Conformal prediction is a powerful post-hoc framework for uncertainty quantification that provides distribution-free coverage guarantees. However, these guarantees crucially rely on the assumption of exchangeability. This assumption is fundamentally violated in time series data, where temporal dependence and distributional shifts are pervasive. As a result, classical split-conformal methods may yield prediction intervals that fail to maintain nominal validity. This review unifies recent advances in conformal forecasting methods specifically designed to address nonexchangeable data. We first present a theoretical foundation, deriving finite-sample guarantees for split-conformal prediction under mild weak-dependence conditions. We then survey and classify state-of-the-art approaches that mitigate serial dependence by reweighting calibration data, dynamically updating residual distributions, or adaptively tuning target coverage levels in real time. Finally, we present a comprehensive simulation study that compares these techniques in terms of empirical coverage, interval width, and computational cost, highlighting practical trade-offs and open research directions.

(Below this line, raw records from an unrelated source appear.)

PR #204, opened 2021-10-05
Add STD to the liveParameter message to enable more accurate offline runs

nuwandavek:
Currently when we run offline `parmasd`, the covariances are always initialized to incorrect default values. Due to this, we cannot currently recreate online failures accurately. 

I did not create a new `Measurement` struct like in `liveLocationKalman` as some of the variables are expected in degrees and I wanted to avoid needless conversions.

### DIFF
--- a/log.capnp
+++ b/log.capnp
@@ -1300,10 +1300,10 @@ struct LiveParametersData {
   yawRate @7 :Float32;
   posenetSpeed @8 :Float32;
   posenetValid @9 :Bool;
-  angleOffsetFastSTD @10 :Float32;
-  angleOffsetAverageSTD @11 :Float32;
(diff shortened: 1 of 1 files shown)


log.capnp
```diff
@@ -1300,6 +1300,10 @@ struct LiveParametersData {
   yawRate @7 :Float32;
   posenetSpeed @8 :Float32;
   posenetValid @9 :Bool;
+  angleOffsetFastSTD @10 :Float32;
```
adeebshihadeh, line 1303: this is the convention used elsewhere in cereal
```suggestion
  angleOffsetFastStd @10 :Float32;
```

adeebshihadeh:
Yes, the failing test has been fixed on master.

PR #214, opened 2021-10-31
fix wshadow errors

mayfieldiv:
See https://github.com/commaai/openpilot/pull/22756

### DIFF
--- a/SConstruct
+++ b/SConstruct
@@ -45,6 +45,7 @@ env = Environment(
     "-O2",
     "-Wunused",
     "-Werror",
+    "-Wshadow",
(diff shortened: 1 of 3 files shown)


pd0wm:
Can you add the flag to the `cereal` sconstruct so we catch any errors immediately? Same for `rednose` and `opendbc`.

mayfieldiv:
@pd0wm, sorry you'll need to allow the gitlab action to run again

pd0wm:
Updated this repo's action settings to match our other repos. So should be approved now by default since you're not a new github user.

PR #225, opened 2021-11-26
add carParams.flags

adeebshihadeh:


belm0:
👏   have been looking for something like this

car.capnp
```diff
@@ -379,6 +379,7 @@ struct CarParams {
   enableDsu @5 :Bool;        # driving support unit
   enableApgs @6 :Bool;       # advanced parking guidance system
   enableBsm @56 :Bool;       # blind spot monitoring
+  flags @63 :UInt32;         # flags for car specific quirks
```
belm0, line 382: I'm trying to think of a name that conveys this is car-specific.  (And by "car-specific quirks", we mean the flag definitions are local to a subset of cars, such as a folder under openpilot `selfdrive/car`.)

How about `localFlags`?

belm0: and is it possible other values may be packed into these bits?  (integer magnitude, etc.)  Consider dropping "flags":

```python
custom @63 :UInt32;        # custom bits local to a subset of cars
custom2 @64 :UInt32;
```

PR #233, opened 2021-12-15
Log actual actuator command that was sent

pd0wm:


car.capnp
```diff
@@ -291,6 +291,7 @@ struct CarControl {
   active @7 :Bool;
 
   actuators @6 :Actuators;
+  actuatorsFinal @10 :Actuators;
```
pd0wm, line 294: @adeebshihadeh Any suggestions for a better name?

adeebshihadeh: maybe actuatorsOutput? I'd also add comments to explain both

PR #234, opened 2021-12-19
Add hondaRadarless safety mode

vanillagorillaa:
2022 Civic will require a new panda safety mode and thus needs new enum


adeebshihadeh:
We'll likely just end up making this a safety param instead.

PR #237, opened 2022-01-04
AlignedBuffer: falls back to a copy if the buffer is not aligned

deanlee:
no copy if the buffer is already aligned (just like what pycapnp did)


adeebshihadeh:
Still relevant or can we close?

deanlee:
closed

PR #240, opened 2022-01-08
submaster: optimize pycapnp reader

deanlee:
cache data on-demand for faster access 

The performance of the first reading is the same as  pyapnp,  the subsequent reading is native performance and dozens faster than pycapnp, 

I believe this PR can greatly improve the performance of repeated data reading.

### DIFF
--- a/messaging/__init__.py
+++ b/messaging/__init__.py
@@ -4,7 +4,7 @@ from .messaging_pyx import MultiplePublishersError, MessagingError  # pylint: di
 import os
 import capnp
 
-from typing import Optional, List, Union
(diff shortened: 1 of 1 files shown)


adeebshihadeh:
This looks like a good idea, but I'd like to make sure we're actually getting what we expect. Can you profile the following scenarios with a couple different structs and scenarios?
* read from namedtuple (as the benchmark)
* read from SubMaster without this change
* read from SubMaster with this change

Maybe use controlsState or carState and make sure to check each type: int, list, nested struct, etc.

PR #242, opened 2022-01-17
Add unsafeMode to carParams

sshane:
For https://github.com/commaai/openpilot/pull/23538 🙂

### DIFF
--- a/car.capnp
+++ b/car.capnp
@@ -398,6 +398,7 @@ struct CarParams {
   minSteerSpeed @8 :Float32;
   maxSteeringAngleDeg @54 :Float32;
   safetyConfigs @62 :List(SafetyConfig);
+  unsafeMode @65 :Int16;
 
   steerMaxBP @11 :List(Float32);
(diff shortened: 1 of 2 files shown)


car.capnp
```diff
@@ -458,6 +458,7 @@ struct CarParams {
   struct SafetyConfig {
     safetyModel @0 :SafetyModel;
     safetyParam @1 :Int16;
+    unsafeMode @2 :Int16;
```
adeebshihadeh, line 461: shouldn't go in this struct as it doesn't vary per-panda

sshane: Ah I see. It should be added to pandaState as well so we can verify what's set on the panda side as well, right?

sshane: On the panda side, we set each panda to have the unsafe_mode. So are we assuming that the function (`set_unsafe_mode` in panda.cc) will never fail? If it does, how do we know which panda to compare its unsafe_mode with the single one in carParams?

PR #243, opened 2022-01-22
VisionIpcClient/connect: return false if an invalid stream type is requested

deanlee:
The `VisionIpcClient::connect` should return false if an invalid stream type is requested. the server has closed the socket in this case, and the next call to ipc_sendrecv_with_fds will return 0.

This issue may cause the client to crash when a camera is not started. for example, start the `reply --demo`  without dcamera, then start the loggerd and it will crash.


adeebshihadeh:
Still relevant?

deanlee:
It looks like this is no longer an issue now.

PR #128, opened 2019-08-08
Go Input Component

### LINKED ISSUE #119: Create a <go-input> component
We need to create a componentized version of a standard input to make it easier to control implementation and features for the input element.

2. Have a input with a type of text
3. Have a place to put a hint text to add additional information around the input
4. Handle its own errors with the addition of an error hint text.
5. Be able to be disabled
6. Support both a light and a dark theme
7. Be set up to work with Angular's [reactive forms](https://angular.io/guide/reactive-forms)

StevenUlmer:
Closes #119 

This adds an input component with a few bindings to allow for the use within reactive forms. It allows you to pass in both hints and errors to be displayed. It puts the responsibility of validation on the parent component allowing the implementor to have full control over the input.

### DIFF
--- a/projects/go-lib/src/lib/components/go-input/go-input.component.html
+++ b/projects/go-lib/src/lib/components/go-input/go-input.component.html
@@ -1,0 +1,22 @@
+<div [formGroup]="parentFormGroup">
+  <label [for]="controlName" class="go-form__label">
+    {{ label }}
+  </label>
+  <input [id]="controlName"
+         class="go-form__input"
+         [ngClass]="{'go-form__input--error': !controlIsValid()}"
+         [type]="inputType"
+         [placeholder]="placeholder"
+         [formControlName]="controlName">
+
+  <p *ngFor="let hint of hints" class="go-hint">
+    {{ hint }}
+  </p>
+
+  <ng-container *ngIf="!controlIsValid()">
+    <p class="go-hint go-hint--error" *ngFor="let error of errors">
+      <span class="go-hint__status">{{ errorStatus }}</span>
+      {{ error }}
+    </p>
+  </ng-container>
+</div>
--- a/projects/go-lib/src/lib/components/go-input/go-input.component.html
+++ b/projects/go-lib/src/lib/components/go-input/go-input.component.html
@@ -1,22 +1,25 @@
 <div [formGroup]="parentFormGroup">
-  <label [for]="controlName" class="go-form__label">
+  <label [for]="controlName"
+         class="go-form__label"
+         [ngClass]="{'go-form__label--dark': theme === 'dark'}">
     {{ label }}
   </label>
   <input [id]="controlName"
          class="go-form__input"
-         [ngClass]="{'go-form__input--error': !controlIsValid()}"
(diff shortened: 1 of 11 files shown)


projects/go-lib/src/lib/components/go-input/go-input.component.html
```diff
@@ -1,22 +1,27 @@
 <div [formGroup]="parentFormGroup">
-  <label [for]="controlName" class="go-form__label">
+  <label [for]="controlName"
+         class="go-form__label"
+         [ngClass]="{'go-form__label--dark': theme == 'dark'}">
```
grahamhency: Should we use `===` here?

projects/go-lib/src/lib/components/go-input/go-input.component.html
```diff
@@ -1,22 +1,27 @@
...
     {{ label }}
   </label>
   <input [id]="controlName"
          class="go-form__input"
-         [ngClass]="{'go-form__input--error': !controlIsValid()}"
+         [ngClass]="{'go-form__input--error': !controlIsValid(), 'go-form__input--dark': theme == 'dark'}"
```
grahamhency: Same here, `===`?

projects/go-lib/src/lib/components/go-input/go-input.component.html
```diff
@@ -1,22 +1,27 @@
...
          [type]="inputType"
          [placeholder]="placeholder"
          [formControlName]="controlName">
 
-  <p *ngFor="let hint of hints" class="go-hint">
+  <p *ngFor="let hint of hints" class="go-hint" [ngClass]="{'go-form__input--dark': theme == 'dark'}">
     {{ hint }}
   </p>
 
   <ng-container *ngIf="!controlIsValid()">
```
grahamhency: Should we apply this `ngIf` to the div below it to cut out an unnecessary html element?

projects/go-lib/src/lib/components/go-input/go-input.component.ts
```diff
@@ -7,14 +7,16 @@ import { FormGroup } from '@angular/forms';
...
   @Input() hints: string[];
-  @Input() controlName: string;
+  @Input() inputDisabled: boolean;
+  @Input() inputType: string = 'text';
+  @Input() label: string;
   @Input() parentFormGroup: FormGroup;
   @Input() placeholder: string = '';
+  @Input() theme: string = 'light';
 
   constructor() { }
```
grahamhency: Should we throw some errors in the `constructor` if any of the required items are not passed? Just a thought here, but we could do something like:
```
constructor() {
  if (!this.controlName) { throw new Error('GoInput: controlName is a required Input'); }
}
```

StevenUlmer: I could have done it wrong, but when I put this in the constructor it was throwing errors even when passing in the control name as it hadn't been defined yet. I went ahead and added it to the onInit tho

grahamhency: @StevenUlmer, my bad, I meant `onInit`. Thanks though, I think that'll help a lot.

PR #131, opened 2019-08-12
Go Textarea Component

### LINKED ISSUE #120: Create a <go-textarea> component
We need to create a componentized version of a textarea to make it easier to control implementation and features for the textarea element.

2. Have a textarea input
3. Have a place to put a hint text to add additional information around the input
4. Handle its own errors with the addition of an error hint text.
5. Be able to be disabled
6. Support both a light and a dark theme
7. Be set up to work with Angular's [reactive forms](https://angular.io/guide/reactive-forms)

StevenUlmer:
Closes #120

This adds a textarea component with a few bindings to allow for the use within reactive forms. It allows you to pass in both hints and errors to be displayed. It puts the responsibility of validation on the parent component allowing the implementor to have full control over the textarea.

### DIFF
--- a/projects/go-lib/src/lib/components/go-text-area/go-text-area.component.html
+++ b/projects/go-lib/src/lib/components/go-text-area/go-text-area.component.html
@@ -1,22 +1,26 @@
 <div [formGroup]="parentFormGroup">
-  <label [for]="controlName" class="go-form__label">
+  <label [for]="controlName"
+         class="go-form__label"
+         [ngClass]="{'go-form__label--dark': theme === 'dark'}">
     {{ label }}
   </label>
   <textarea [id]="controlName"
             class="go-form__input"
-            [ngClass]="{'go-form__input--error': !controlIsValid(), 'go-form__input--disabled': inputDisabled}"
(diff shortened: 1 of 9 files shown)


projects/go-lib/src/lib/components/go-text-area/go-text-area.component.html
```diff
@@ -0,0 +1,28 @@
+<div [formGroup]="parentFormGroup">
+  <label [for]="controlName"
+         class="go-form__label"
+         [ngClass]="{'go-form__label--dark': theme == 'dark'}">
```
grahamhency: Should we make this `===` ? Applies to the whole template.

projects/go-lib/src/lib/components/go-text-area/go-text-area.component.html
```diff
@@ -0,0 +1,28 @@
...
+            [placeholder]="placeholder"
+            [formControlName]="controlName"></textarea>
+
+  <p *ngFor="let hint of hints"
+     class="go-hint"
+     [ngClass]="{'go-form__input--dark': theme == 'dark'}">
+    {{ hint }}
+  </p>
+
+  <ng-container *ngIf="!controlIsValid()">
```
grahamhency: Probably could apply this `ngIf` to the `div` below it.

Issue #116, opened 2019-08-06
Table row selection


AlexOverbeck:
### What is the feature that you would like to propose?
We need to give our users a way to select specific rows of data from the **TableComponent**. This will allow them to subsequently perform an action on the selected data.

### Describe the solution you'd like
Lets present users with the ability to show a column of checkboxes in the first column. This feature should provide the following requirements.

1. Conditional row selection
    _During implementation we should be able to decide if a table has selectable rows._
2. Row selection
    _Users should be able to select a single row of data._
3. Multiple row section
    _User should be able to bulk select rows if they click the checkbox in the header._
4. Perform actions with selected data
    _Some form of event should be fired off so that developers can perform an action with the selected data._

PR #132, opened 2019-08-13
Feature table row selection

grahamhency:
## Description
This PR introduces the ability for table row selection in the GoTable.

Closes: #116 

### component.ts
```
@ViewChild('peopleTable') peopleTable: GoTableComponent;

        selectable: true,
        selectBy: 'id',
        tableData: results,
        totalCount: results.length
      });
      this.tableLoading = false;

outputSelectionCount(): void {
  console.log(this.peopleTable.getSelectionCount());
}

showCurrentSelection(): void {
  console.log(this.peopleTable.getSelectionState());
}

handleSelection(selectionEvent: RowSelectionEvent): void {
 console.log(selectionEvent);
}
```
### component.html
```
<go-table [tableConfig]="tableConfig"
          (rowSelectionEvent)="handleSelection($event)"
          [showTableActions]="true"
          #peopleTable
          *ngIf="tableConfig">
  <ng-container go-table-actions>
    <go-button (handleClick)="outputSelectionCount()">Selection Count</go-button>
    <go-button (handleClick)="showCurrentSelection()">Selection State</go-button>
  </ng-container>
  <go-table-column field="id" title="ID"></go-table-column>
  <go-table-column field="name.first" title="First Name"></go-table-column>
  <go-table-column field="name.last" title="Last Name"></go-table-column>
  <go-table-column field="email" title="Email"></go-table-column>
  <go-table-column field="gender" title="Gender"></go-table-column>
  <go-table-column field="ip_address" title="IP Address"></go-table-column>
</go-table>
```

### DIFF
--- a/projects/go-lib/src/lib/components/go-table/go-table-selection.model.ts
+++ b/projects/go-lib/src/lib/components/go-table/go-table-selection.model.ts
@@ -1,0 +1,14 @@
+export interface GoTableRowSelectionEvent {
+  currentRow: {
+    data: object;
+    selected: boolean;
+  };
+  deselectedRows?: any[];
+  selectionMode: GoTableSelectionMode;
+  selectedRows?: any[];
+}
+
+export enum GoTableSelectionMode {
+  selection,
+  deselection
+}
--- a/projects/go-lib/src/lib/components/go-table/go-table-selection.model.ts
+++ b/projects/go-lib/src/lib/components/go-table/go-table-selection.model.ts
@@ -1,14 +1,41 @@
-export interface GoTableRowSelectionEvent {
+export interface RowSelectionEvent extends SelectionState {
+  /**
+   * The current row that was targeted for selection
+   */
   currentRow: {
+    /**
+     * The entire data in the row
+     */
     data: object;
+    /**
+     * Whether or not this row was selected (`true`) or deselected (`false`)
+     */
     selected: boolean;
   };
+}
+
+export interface SelectionState {
+  /**
+   * The current deselected rows; if `selectionMode` is `selection` then this will always be an empty array
+   */
   deselectedRows?: any[];
-  selectionMode: GoTableSelectionMode;
+
+  /**
+   * Defines the current mode of selection. `selection` will add items to `selectedRows`
+   * and `deselection` will add items to `deselectedRows`.
+   *
+   * If in `deselection` mode, the UI toggle all checkboxes to true. Items instead will be added to `deselectedRows`
+   * because they're being removed from the selection.
+   */
+  selectionMode: SelectionMode;
+
+  /**
+   * The current selected rows; if `selectionMode` is `deselection` then this will always be an empty array
+   */
   selectedRows?: any[];
 }
 
-export enum GoTableSelectionMode {
+export enum SelectionMode {
   selection,
   deselection
 }
--- a/projects/go-lib/src/lib/components/go-table/go-table.component.ts
+++ b/projects/go-lib/src/lib/components/go-table/go-table.component.ts
@@ -55,8 +55,7 @@ export class GoTableComponent implements OnInit, OnChanges {
 
   localTableConfig: GoTableConfig;
   selectAllChecked: boolean = false;
-  selectedRows: any[] = [];
-  deselectedRows: any[] = [];
+  targetedRows: any[] = [];
   showTable: boolean = false;
 
   ngOnInit(): void {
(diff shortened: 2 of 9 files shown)


projects/go-lib/src/lib/components/go-table/go-table-selection.model.ts
```diff
@@ -0,0 +1,41 @@
...
+   */
+  selectionMode: SelectionMode;
+
+  /**
+   * The current selected rows; if `selectionMode` is `deselection` then this will always be an empty array
+   */
+  selectedRows?: any[];
+}
+
+export enum SelectionMode {
```
AlexOverbeck: Is an enum the best way we can think of to store this selection mode? It doesn't seem very descriptive if I were to receive `1` or a `0` on the backend.

If we do decide this is the most simple way of doing this, do we want "selecting" to be a `0|false` or a `1|true`?

What are our other potential options? Maybe:
1. Storing this as a string?
    ```ruby
    {
      selectionMode: 'selecting' | 'deselecting'
    }
    ```
2. separating those out into two pieces of data?
    ```ruby
    {
      selecting: true | false,
      deselecting: true | false
    }
    ```
3. Maybe flipping the enum so the positives match up?
    ```javascript
    expect(selectionMode.deselection).toBe(0);
    expect(selectionMode.selection).toBe(1);
    ```

projects/go-lib/src/lib/components/go-table/go-table-selection.model.ts
```diff
@@ -0,0 +1,41 @@
+export interface RowSelectionEvent extends SelectionState {
+  /**
```
AlexOverbeck: All this documentation is super helpful.

projects/go-lib/src/lib/components/go-table/go-table.component.ts
```diff
@@ -170,39 +216,124 @@ export class GoTableComponent implements OnInit, OnChanges {
...
     if (!this.isServerMode()) {
       this.loadingData = false;
     }
   }
+
+  private determineSelectionMode(): SelectionMode {
+    return this.selectAllChecked ? SelectionMode.deselection : SelectionMode.selection;
+  }
+
+  private isRowInTargeted(row: any): boolean {
```
AlexOverbeck: We always know what row will be right? It won't be `any` thing.

projects/go-tester/src/app/app.service.ts
```diff
@@ -5,18 +5,19 @@ import { GoTableConfig, GoTablePageConfig, GoTableSortConfig } from '../../../go
...
 
-  constructor (private http: HttpClient) { }
+  constructor(private http: HttpClient) { }
 
-  getMockData(params?: GoTableConfig) {
-    return this.http.get<any>("../assets/MOCK_DATA_1000.json").pipe(map(data => {
-      let formattedData = { totalCount: 0, results: [] };
+  getMockData(params?: GoTableConfig): Observable<any> {
+    return this.http.get<any>('../assets/MOCK_DATA_1000.json').pipe(map((data: any) => {
+      const formattedData: any = { totalCount: 0, results: [] };
```
AlexOverbeck: Lots of `any` in this file. Do we actually not know what type of things these are?

projects/go-lib/src/lib/components/go-table/go-table-selection.model.ts
grahamhency: @AlexOverbeck interesting, didn't really think about that. There are a couple approaches we can go with while still utilizing the `enum` as well to consider:

1. You can "stringify" the `enum` to the value of the enum and could send that to the backend, ex:
```
export enum SelectionMode {
  selection,
  deselection
}

// this will show message 'selection' as string representation of enum member
alert(SelectionMode[SelectionMode.selection]);
```

2. We could set the values equal to a string, ex:
```
export enum SelectionMode {
  selection = 'selection',
  deselection = 'deselection'
}

// this will show message 'selection' as string representation of enum member
alert(SelectionMode.selection);
```

I think the `enum` makes the front end implementation simpler and provides less room for error. Thought's on these approaches?

projects/go-lib/src/lib/components/go-table/go-table.component.ts
grahamhency: In this case, `row` is the data for the row in question. Right now, we're treating this as an `any[]`. See: `tableData: any[]`. We could _probably_ make the assumption they'll pass in an `object`, but I'm unsure. I think in this case, we could probably leave this as `any`. Thoughts on that?

projects/go-tester/src/app/app.service.ts
grahamhency: @AlexOverbeck this is just the test service.

projects/go-lib/src/lib/components/go-table/go-table.component.ts
AlexOverbeck: Should `tableData` be `any` or is it an array of objects? Would it work if it was an array of something else? I'm more so curious than I am suggesting that we change it.

It looks to me like the function uses it like it is an object right? I guess row could technically be an array.

projects/go-lib/src/lib/components/go-table/go-table-selection.model.ts
AlexOverbeck: @grahamhency, I think option number 2 here seems like it makes the most sense to me. What do you think?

翻译：共形预测是一种用于不确定性量化的强大后处理框架，提供无分布覆盖保证。然而，这些保证关键依赖于可交换性假设。在时间序列数据中，该假设从根本上被违背，因为时间依赖性和分布偏移普遍存在。因此，经典的分割共形方法可能产生无法维持名义有效性的预测区间。本文综述了专门针对非可交换数据设计的共形预测方法的最新进展。我们首先建立理论基础，在温和的弱依赖条件下推导分割共形预测的有限样本保证。随后，我们系统梳理并分类了通过重新加权校准数据、动态更新残差分布或实时自适应调整目标覆盖水平来缓解序列依赖性的前沿方法。最后，我们通过一项全面的模拟研究，从经验覆盖度、区间宽度和计算成本等方面比较这些技术，突出实际权衡与开放研究方向。